Read Engine Documentation

The Read Engine is Sitemap.xml's high-performance, distributed content crawler designed to discover, parse, and structure web assets for rapid indexing.

Overview

The @sitemap/read-engine package provides a programmatic interface to crawl target domains, extract structured metadata, respect robots.txt directives, and return normalized payloads ready for pipeline ingestion. It handles dynamic content hydration, pagination, and error retries out of the box.

ℹ️ Note

Read Engine v2.4+ requires Node.js 18+ or Python 3.10+. Legacy v1.x branches are available in the Archive.

Installation

npm install @sitemap/read-engine
# or
yarn add @sitemap/read-engine
# or (Python)
pip install sitemap-read-engine

Basic Usage

import { ReadEngine } from '@sitemap/read-engine';

const engine = new ReadEngine({
  concurrency: 5,
  respectRobots: true,
  outputFormat: 'sitemap-xml'
});

// Discover & parse URLs
const results = await engine.crawl('https://example.com');
console.log(results.urls.length, 'pages indexed');

Configuration Reference

Initialize the engine with a configuration object. All options are optional except apiKey for authenticated endpoints.

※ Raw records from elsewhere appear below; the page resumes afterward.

PR #895, opened 2016-04-21
CXX: Yet more work on the cxx parser

pragmaware:
- Extract a set of properties for functions and variables: static, inline, extern, mutable, virtual, pure...
- Try to detect template specializations in various forms
- Fix a couple of corner cases in variable extraction (i.e. do NOT extract variables from things like if(a & b)).


masatake:
LGTM. (make units VG=1 is passed).

PR #897, opened 2016-04-23
eiffel: Add support the across loop

dkearns:
This adds support for Eiffel's [across loop](https://www.eiffel.org/doc/eiffel/ET%3A%20Instructions#A%20closer%20look%20at%20the%20%27%27iteration%27%27%20form) instruction.


masatake:
Thank you!

PR #903, opened 2016-04-27
Fixed "duplicate const" compiler warnings when building on OS X using clang.

siegel:
When building on OS X 10.11 using clang-3.9, there were a bunch of warnings about "duplicate const" qualifiers. This PR resolves those warnings.


masatake:
Thank you!
Files under `optlib2c/` is generated by `misc/optlib2c` perl script.
If possible, could you also fix a line which emits duplicated `const` in ``emit_regexs` subroutine of the file?
If you fix the script, `optlib2c/`*.c will be updated when you run `make`.

siegel:
Certainly, I will look into that.

masatake:
You initialized `startOfLine` in readtags.c with `0`.
This is wrong. If you really need, you have to do like `memset(&startOfLine, 0, sizeof(startOfLine));`.
As far as loop condition, `startOfLine` is initialized any condition. If `fgetpos` is failed, we cannot use the value. However, filling the variable with 0 is not solution for the issue.

If you inspect more this area about fgetpos usage, I'm happy but your pull request is acceptable even if you don't touch `startOfLine`. In other word not in short time, not-initializing `starfOfLine` is acceptable.

Feel free to ask me if my english doesn't make sense.

masatake:
It seems that fgetpos issue you are spotting is something to do with https://github.com/universal-ctags/ctags/pull/904 which I'm working on.

masatake:
I'm sorry. #904 is nothing to do with this.

masatake:
However, I think we can replace fsetpos/fgetpos with fseek/ftell. As I did in #904, it seems that tags file should be opened in binary mode. If fsetpos and fgetpos are replaced, initializing `startofLine` is not needed.

siegel:
The initializations of fpos_t were done to resolve compiler and clang static analyzer warnings. Since it's a scalar (perhaps by accident), initializing an fpos_t with zero is syntactically and semantically correct. Using memset() or bzero() to do the initialization is correct as well, of course, so it comes down to a matter of style, and I have no objection either way. :-)

siegel:
(Also, I apologize for mixing up this issue with the "duplicate const" PR; this is clearly unrelated but somehow I pushed the wrong button and the commit for my readtags fixes got attached to this PR rather than creating a new PR.)

b4n:
> Since it's a scalar (perhaps by accident), initializing an fpos_t with zero is syntactically and semantically correct. 

It's not defined as scalar, so it's indeed some kind of accident it works.  According to the Linux Programmer's Manual fseek(3) manpage (emphasis mine):

> The `fgetpos()` and `fsetpos()` functions are alternate interfaces equivalent to `ftell()` and `fseek()` (with `whence` set to `SEEK_SET`), setting and storing the current value of the file offset into or  from  the  object referenced by `pos`.  **On some non-UNIX systems, an `fpos_t` object may be a complex object and these routines may be the only way to portably reposition a text stream.**

b4n:
I also fail to see any use for any explicit initialization: both locations you changed have an unconditional `fgetpos()` before any other use of the memory, so there's no extra initialization required.  If CLang is complaining, it's a bug somewhere in CLang (either it's implementation of `fgetpos()` requiring a pre-initialized argument (why?), or, more likely, in the sequence flow analyzer wrongly assuming the `fgetpos()` call may not happen, or not knowing it's an initialization function).

masatake:
@siegel, this is not a "style" issue. Look at the result on travis, with your new code, the building ctags is failed on some platforms, including GNU/Linux. I cannot merge your change.

masatake:
@b4n, I guess if we deal with the value returned from fgetpos properly, clang may say nothing.

siegel:
The point about fpos_t is valid and well formed :-), I'll make corrections here and submit a new PR. Thanks for the feedback.

b4n:
@masatake oh, good point!  Yeah this should check the return value of `fgetpos()` -- although I highly doubt it'll ever fail unless the stream is not seekable (typical `EBADF` from seeking functions), which is highly unlikely here, but still worth checking for safety.

masatake:
With checking I guess we can suppress the warning. I will do it after merging new PR from @siegel.

masatake:
I will merge your changes other than `2526de6`.

masatake:
I will cherry-pick 
	8849b9c and 9434eb3 after squashing.

masatake:
See #911.
@siegel, thank you for contribution. I'm waiting for your PR about readtags.c.
None maintains readtags.c well. So your contribution is really needed.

Option	Type	Default	Description
concurrency	number	3	Maximum parallel fetch operations per domain.
timeout	number	8000	Request timeout in milliseconds.
respectRobots	boolean	true	Parses and obeys `robots.txt` directives.
userAgent	string	SitemapBot/2.4	Custom User-Agent header for requests.
outputFormat	enum	'json'	Return format: `'json'`, `'sitemap-xml'`, or `'csv'`.
retryAttempts	number	2	Automatic retries on 429/5xx responses.

API Reference

`engine.crawl(url, options?)`

Initiates a recursive crawl starting from the provided seed URL. Returns a promise resolving to a structured payload containing discovered URLs, metadata, and crawl statistics.

`engine.parse(html, url?)`

Static HTML parser. Extracts links, meta tags, headings, and canonical URLs from raw HTML strings. Useful for pre-processed or cached content.

`engine.submitToIndex(payload)`

Pushes parsed results directly to the Sitemap.xml indexing pipeline via secure WebSocket or REST endpoint.

⚠️ Rate Limiting

Unauthenticated requests are capped at 100 requests/minute. Professional tiers receive 10,000/min with exponential backoff handling built into the engine.

Best Practices

Use shallow crawls for large sites: Set maxDepth: 2 to avoid resource exhaustion on e-commerce platforms.
Enable cache: The engine supports cacheStrategy: 'lru' to skip recently parsed identical content.
Handle pagination: Use the nextCursor field in responses to resume interrupted crawls seamlessly.
Respect server load: Adjust delayBetweenRequests when crawling legacy or resource-constrained origins.